Hello, dear friend, you can consult us at any time if you have any questions, add WeChat: daixieit

COMP2271 2021/22 DATA COLLECTION AND DATA CLEANING

ASSIGNMENT

Data Science – Data Collection and Data cleaning

You are asked to create Python programs to process the file kaggle_survey.zip which includes the answers from the respondents who participated 2019-2021 in the very famous Data Science    Kaggle Survey. Use seaborn (Other visualization liberalises are not allowed, except for using  Matplotlib to specify figures’ size) and pandas to support the data processing and analysis.
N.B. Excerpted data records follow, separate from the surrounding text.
Issue #761, opened 2022-04-05
Update Migration Guide


berndruecker:
- Renaming
- Double-check content

berndruecker:
https://github.com/camunda-cloud/camunda-cloud-documentation/pull/765

akeller:
Merged 😄

PR #765, opened 2022-04-05
Final touches on Migration Guide (#761)

berndruecker:


berndruecker:
@akeller I wondered if we can easily change the URL from "migrating-from-Camunda-Platform.md" to "migrating-from-Camunda7.md" - do I simply need to provide a rewrite rule for it in https://github.com/camunda-cloud/camunda-cloud-documentation/blob/master/static/.htaccess? Then I think I would also add this to this PR

berndruecker:
I wanted to make the URL shorter and easier to remember. Product Marketing allows to speak about Camunda 7 and Camunda 8 - and especially around migration, this gets pretty verbose otherwise. But I am happy to keep the platform in the official URL as a good compromise :-) Thx! I might add this to the PR (once I am over my Github Trauma of not mastering branches correctly ;-))

docs/guides/migrating-from-Camunda-Platform.md
```diff
@@ -533,47 +487,32 @@ The ```bpmn message name``` is used in both products and doesn't need migration.
 
 ## Adjusting your DMN models
 
-For Camunda Cloud, [a former community extension](https://github.com/camunda-community-hub/dmn-scala), built by core Camunda developers, is productized. This engine has a higher coverage of DMN elements. This engine can execute DMN models designed for Camunda Platform 7, however, there are some small differences which can be assessed looking at [this issue](https://github.com/camunda/camunda-modeler/issues/2525).
+For Camunda 8, [a former community extension](https://github.com/camunda-community-hub/dmn-scala), built by core Camunda developers, is productized. This engine has a higher coverage of DMN elements. This engine can execute DMN models designed for Camunda 7, however, there are some small differences listed below.
```
felix-mueller, line 490: I think from Modeling perspective there are two different types again, right? One DMN that works on C7 only and one that works on C8 only? Should we mention how it can be manually migrated?

@MaxTru can maybe give more context

MaxTru: Camunda 7 DMN files also work on Camunda 8 DMN Engine, **if** the Camunda specifics were not set: (history time to live, version tag, expression languages different than FEEL (basically what is already mentioned here). 

So IMO the text proposed here is already accurate.


Context for Modeling: from Modeling perspective we differentiate DMN for C7 and DMN for C8 diagrams by custom attributes which we set as part of the definitions:
```
<definitions ...  xmlns:modeler="http://camunda.org/schema/modeler/1.0" modeler:executionPlatform="Camunda Cloud" modeler:executionPlatformVersion="8.0.0">
```
=> the respective DMN Modeling editor does then offer / not offer to model the C7 custom attributes (e.g., history time to live)

berndruecker: Looks like we can keep the text for now (Which might not be perfect anyway)?

berndruecker:
Ready for review

docs/guides/migrating-from-Camunda-Platform.md
felix-mueller: Hmm, as a User I would still ask:
"How would I open a C7 DMN as a C8 DMN to make it "compatible" if I have one of these attributes?" Like how do I go to the C8 mode in modeler?

MaxTru: True, but (just as for BPMN) we do not have an "easy" answer in terms of "click this migration button". So the answer could only be to manually clean up the diagram (in the XML), which I believe would not be satisfying.

So if this is a need, then we should maybe prioritize to offer some semi-automated / guided migration feature soon I would say. WDYT?

cc @christian-konrad

akeller:
@berndruecker I'm in the process of fixing your build issue and specifying Camunda Platform 7 and Camunda Platform 8. With URLs I'm fine to shorten them (we can always iterate and do this later), but in the written docs content let's spell them all the way out while users are still getting used to distinguishing them.

akeller (approved):
LGTM! Special thanks to @christinaausley for getting the clean build!

docs/guides/migrating-from-Camunda-Platform.md
berndruecker: I can look at if the migration tooling (https://github.com/camunda-community-hub/camunda-platform-to-cloud-migration) is able to do the required changes - but I am sure this will not be there before launch (as the biggest complexity is to get the environment running with DMN files and probably use a different set of dms-js or whatever). @MaxTru Unless you have a good idea for a quick fix on https://github.com/camunda-community-hub/camunda-platform-to-cloud-migration/tree/main/camunda-modeler-plugin-platform-to-cloud-converter to be applicable to DMN files and make necessary changes?

berndruecker: Moving discussion to https://github.com/camunda-cloud/camunda-cloud-documentation/issues/780 so we can close it here

PR #766, opened 2022-04-05
Optimize opt 6100

grlimacan:


docs/self-managed/optimize-deployment/setup.md
```diff
@@ -56,6 +57,7 @@ CAMUNDA_OPTIMIZE_ZEEBE_PARTITION_COUNT | The number of partitions configured in
 CAMUNDA_OPTIMIZE_SHARING_ENABLED | Enable/disable the possibility to share reports and dashboards. | true
 CAMUNDA_OPTIMIZE_UI_LOGOUT_HIDDEN | Disables the logout button (logout is handled by Identity). | true
 SPRING_SECURITY_OAUTH2_RESOURCESERVER_JWT_JWK_SET_URI | Authentication for the Public REST API using a resource server to validate the JWT token. Complete URI to get public keys for JWT validation | null
+CAMUNDA_OPTIMIZE_API_AUDIENCE | Optimize tries to match this with the <code>aud</code> field contained in the JWT token. Only used when the JWK_SET_URI above is set. This is not necessarily the same as <code>CAMUNDA_OPTIMIZE_IDENTITY_AUDIENCE</code>, in case a service other than Identity is being used to generate the API tokens| optimize
```
RomanJRW, line 60:
```suggestion
CAMUNDA_OPTIMIZE_API_AUDIENCE | Optimize tries to match this with the <code>aud</code> field contained in the JWT token. Only used when the JWK_SET_URI above is set. This is not necessarily the same as <code>CAMUNDA_OPTIMIZE_IDENTITY_AUDIENCE</code>, in case a service other than Identity is being used to generate the API tokens| optimize-api
```
Should this be consistent with the example above? Both should probably match the default

RomanJRW (approved):
LGTM, one comment 👍

PR #767, opened 2022-04-05
Documented max payload size

berndruecker:
https://github.com/camunda-cloud/camunda-cloud-documentation/issues/396

### DIFF
--- a/docs/components/best-practices/development/handling-data-in-processes.md
+++ b/docs/components/best-practices/development/handling-data-in-processes.md
@@ -72,7 +72,7 @@ Camunda does not treat BPMN **data objects** (<img src="/img/bpmn-elements/data-
 
 Do not excessively use process variables. As a rule of thumb, store *as few variables as possible* within Camunda.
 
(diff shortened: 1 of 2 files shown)


berndruecker:
@npepinpe approved it content-wise: "one small thing, it could be smaller if the user has configured the maxMessageSize to be smaller, but it cannot really be greater as we don't provide a way to configure the gRPC payload size limit."

@berndruecker : "Make sense to me. I don't think we have to discuss the "maxMessageSize" that prominently, as I would consider that the exception that it is configured - while everybody can be hit by this limitation you should be aware of. Thanks a lot!"

berndruecker:
@akeller Good to go from my end

akeller:
FYI Looks like a change in this PR is causing the build issue.

berndruecker:
Wired - but I found a typo that might be it @akeller

christinaausley (approved):
Adjusted typos and added a note admonition in my latest commit. Looks good on my end.

akeller:
Teamwork makes the dream work 💪

PR #770, opened 2022-04-05
Console docs to product links

christinaausley:
This PR includes renaming and redirect efforts for Console product to docs links based on the existing [Handbook page](https://confluence.camunda.com/display/HAN/Direct+Links+From+Products+to+Docs).


christinaausley:
@akeller -- Would you also like me to rename Cloud Console API Reference and implement the appropriate redirect for this doc?

akeller:
I just pushed the C8 Console PR, which gave you conflicts. Sorry about that! 

If I'm understanding correctly, you are looking at changing the URL for the page currently here - https://c8.docs.camunda.io/docs/apis-clients/cloud-console-api-reference/

Yes, go ahead with the change. 

A quick note here (and maybe you can verify by logging into the product) but Cloud API Management and Console API will likely retain their name (unless the team changed it). This is technically cloud in the lowercase "c" sense, shortened from cloud computing but for the URL I would recommend `/console-api-reference/`.

akeller:
Changes to `product-links.txt` may cause weird build issues since that's part of the link checking that happens when you commit to a remote branch, so when this is ready to merge we should be cautious of what other PRs are open at that time.

akeller:
I think this is still missing some of the recent changes, but now I'm realizing they are in the sections I haven't renamed yet 🙈 don't mind me! I'll review and see if we can get this merged.

akeller (approved):
LGTM!

PR #775, opened 2022-04-06
Add DMN reference docs

saig0:
## Description

* copy the DMN reference docs, including the images, from [Camunda Platform 7](https://docs.camunda.org/manual/7.16/reference/dmn/)
* adjust page headers
* fix references and images
* remove content for unsupported features
* add hints to use names without symbols


saig0:
@remcowesterhoud please have a **brief** look at the changes. You don't need to review the whole content because it is basically copied from C7 and we don't want to do major improvements now.

PR #776, opened 2022-04-06
docs(zeebe-deployment): add TLS abbreviation

akeller:
@menski I only found one place where we didn't reference TLS by abbreviation, so I went ahead and updated it. Most of the current documentation (I assume since your original PR was opened) uses the abbreviation 😄


menski:
works for me, way less changes as my original PR :shipit:

PR #778, opened 2022-04-07
Element templates updates

pinussilvestrus:
Related to https://github.com/bpmn-io/internal-docs/issues/499

* updated the supported schema version
* added documentation for `documentationRef`
* added `icon` documentation

I keep the icons docs rather short, intentionally for now. We considered adding more best practice guidelines for those, but since @currandwyer is out this week, I think we can later add them if we see the need.


MaxTru (approved):
:rocket:

PR #782, opened 2022-04-07
change the request string

davidgs:
The `--request` syntax doesn't actually work on macOS. the `-X POST` syntax is cross-platform.


akeller:
@davidgs I'm happy to change this, but I'm admittedly a bit confused. In the [cURL man pages](https://curl.se/docs/manpage.html) these are equivalent options. Can I ask what terminal you are using?

PR #785, opened 2022-04-07
cross linking between guides and concepts

christinaausley:
Offering a series of cross links between our Concepts and Guides documentation, as much is related for a beginner's reference.


akeller:
I'm liking these choices! Let me review with fresh eyes tomorrow 😄

akeller (approved):
I'm good with these and I'm confident we will iterate in the future. LGTM!

PR #1020, opened 2022-08-30
bolt3: Clarify order of operations for HTLC amount calculation

dunxen:
The current wording is ambiguous, although the order can be inferred if one considers the result of the fee calculations as an operand to the subtraction.

Anyway, probably better to be explicit.


t-bast (approved):
Thanks!

PR #1026, opened 2022-09-21
zzz-extension-bolt: dynamic commitments

Crypt-iQ:
This commit introduces three messages `dyn_begin_propose`, `dyn_propose`, and `dyn_propose_reply` which allow both channel participants to change their static channel parameters. Initially, only changing the dust limit and the CSV delay are supported.

I made a separate document since it's easier to see the changeset, but I could also cram it into bolt 2.

NOTE: the design here is separate from what was laid out in the mailing list post (https://lists.linuxfoundation.org/pipermail/lightning-dev/2022-March/003531.html) since the commitment format isn't being upgraded here. Only static channel parameters are being updated, so perhaps a different name could be used.

### DIFF
--- a/zzz-dynamic-commit.md
+++ b/zzz-dynamic-commit.md
@@ -1,0 +1,217 @@
+# Extension Bolt ZZZ: Dynamic Commitments
+
+Authors:
+  * Olaoluwa Osuntokun <roasbeef@lightning.engineering>
+  * Eugene Siegel <eugene@lightning.engineering>
+
+Created: 2022-06-24
+
+# Table of Contents
+
+- [Introduction](#introduction)
+
+- [Specification](#specification)
+  * [Proposal Messages](#proposal-messages)
+    + [`dyn_begin_propose`](#-dyn_begin_propose-)
+    + [`dyn_propose`](#-dyn_propose-)
+    + [`dyn_propose_reply`](#-dyn_propose_reply-)
+  * [Reestablish](#reestablish)
+    + [`channel_reestablish`](#-channel_reestablish-)
+
+# Introduction
+
+Dynamic commitments are a way to propose changing some static channel parameters that
+are initially set in the `open_channel` and `accept_channel` messages. This document
+outlines how this can be done on-the-fly with new messages.
+
+# Specification
+
+## Proposal Messages
+
+Three new messages are introduced that let each side propose what they want to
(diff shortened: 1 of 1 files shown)


zzz-dynamic-commit.md
```diff
@@ -0,0 +1,217 @@
...
+outlines how this can be done on-the-fly with new messages.
+
+# Specification
+
+## Proposal Messages
+
+Three new messages are introduced that let each side propose what they want to
+change about the channel.
+
+### `dyn_begin_propose`
```
carlaKC, line 34: Would it make sense to re-use #869 here? At a glance it can probably be quite trivially expanded to include some of the functionality being used here: 
1. Add a `reject` field to the message to `stfu` message
2. (optionally) Add a `message_type` tlv that indicates why you're pausing the channel (eg, in this example `message_type=115/dyn_propose`)

Crypt-iQ: I made it this way because 869 allows HTLC's on the commit tx, and I didn't want to have to think about a new dust limit trimming HTLCs -- but a general flow like 869 could be useful here and probably other future flows

Crypt-iQ:
> Can you share the rationale for wanting to change the dust limit? 

I thought it made sense to change, but now I don't know. Maybe the node operator wants to have a smaller commit tx or something.

> While changing the dust limit based on fee rates sounds nice, it would re-add all of the complexity of dust exposure management that we were able to get rid of with anchor-0-htlc-fee.

I think this exists independently of anchor-0fee since both have the dust exposure issue? In our code, we have a method that calculates the exposure on the channel and in the context of this flow, if the new dust limit makes that method error, we'd reject the proposal

zzz-dynamic-commit.md
carlaKC: > but we need to figure out the warning message bit where it contains a rejected tlv which indicates the fields and why they're rejected (high/low).

I can take a stab at this, looked into it a while back. I think @rustyrussell's idea of bad field / bad value / suggested value will fit pretty well for this use case. Simple enough to repeat that field if we want to point out all the fields we don't like (although I agree that in practise the first one we encounter and don't like should be good enough)

Crypt-iQ: cool, feel free to request a review

PR #1027, opened 2022-09-21
Splicing into a musig2 funding output

Crypt-iQ:
Based on https://github.com/lightning/bolts/pull/863 and very much a work in progress. Only the last commit is relevant. Some of the splice messages are modified to allow upgrading to a simple-taproot-channel during the splice. It is convenient to combine the flows since both splicing and on-the-fly commitment format upgrades need an intermediate transaction (the splice transaction). It is possible, but not required to add or remove funds when upgrading to musig2 funding outputs.

I am not entirely sure how a disconnect is handled at various stages during a splice, so I'm not sure if anything else needs to be handled during reestablish or if any of my assumptions are wrong.

### DIFF
--- a/02-peer-protocol.md
+++ b/02-peer-protocol.md
@@ -506,6 +506,10 @@ a new one.  For simplicity, splicing takes place once a channel is
 Operation returns to normal once negotiation is done (while waiting
 for the splice transaction(s) to confirm).
 
+The splice is finally terminated when both sides send
+`splice_complete` to indicate that one of the splice transactions
+reached acceptable depth.
+
 ### The `splice` Message
 
 1. type: 74 (`splice`)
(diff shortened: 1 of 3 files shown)


02-peer-protocol.md
```diff
@@ -518,12 +518,51 @@ reached acceptable depth.
...
+    2. data:
+        * [`66*byte`: `nonces`]
+    1. type: 4 (`tx_verification_musig2_pubnonce`)
+    2. data:
+        * [`66*byte`: `nonces`]
+    1. type: 6 (`tx_signing_musig2_pubnonce`)
+    2. data:
+        * [`66*byte`: `nonces`]
+
+1. type: 78 (`splice_rejected`)
```
ddustin, line 563: We've been leaning on tx_abort for canceling in other places. What are the pros of adding a new message type for this?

In addition to the codes for Problem 1-5, you also need to submit a concise report (no       more than 5 pages, no including references) to explain how to solve Problem 2-5. You can mention your codes with the cell/line numbers but do not include raw codes. Please          comment your code properly.

Total: 100%

Problem 1. (10%)

Extract all the files from Kaggle_Survey.zip using Python code into a folder named “Kaggle” . Make sure none of the files inside “Kaggle” folder is a zip file.

Problem 2. (30%)

Study the extracted files and observe the questions that appears in all the three surveys.  Then write a python program to create a new csv call “Kaggle_survey 2019-2021.csv” to   save the corresponding data of those questions, also add a new column “year of the          answer” . Note: some questions may slightly change the expression or the options. Explain in you report how you deal with the data merging.

Problem 3. (30%)

Use the data cleaning methods you learned in the lectures to clean and process the data “Kaggle_survey 2019-2021.csv” and save to another csv called Kaggle_survey 2019-        2021_cleaned.csv” .


Problem 4. (10%)

Based on the data in Kaggle_survey 2019-2021_cleaned.csv”, investigate the top 5 programming languages (5%) and the top 5 visualization libraries/ tools (5%) used by the senior (more than 5-    year programming experience) Data Scientists. Display the results of 2019,2020 and 2021               separately in visual graphs and make your conclusion.

Problem 5. (20%)

Based on the data in Kaggle_survey 2019-2021_cleaned.csv”, explain the world-wide situation of Woman in Data Science with the support of visual graphs.


Plagiarism: You must not plagiarise your work. Attempts to hide plagiarism by


To submit your work, create a directory named as your username (e.g. cxfh123). Place all required files in this directory using, ZIP compress/archive this entire directory structure (not .rar or .z7 or anything else - as this breaks the automated extract/test tools).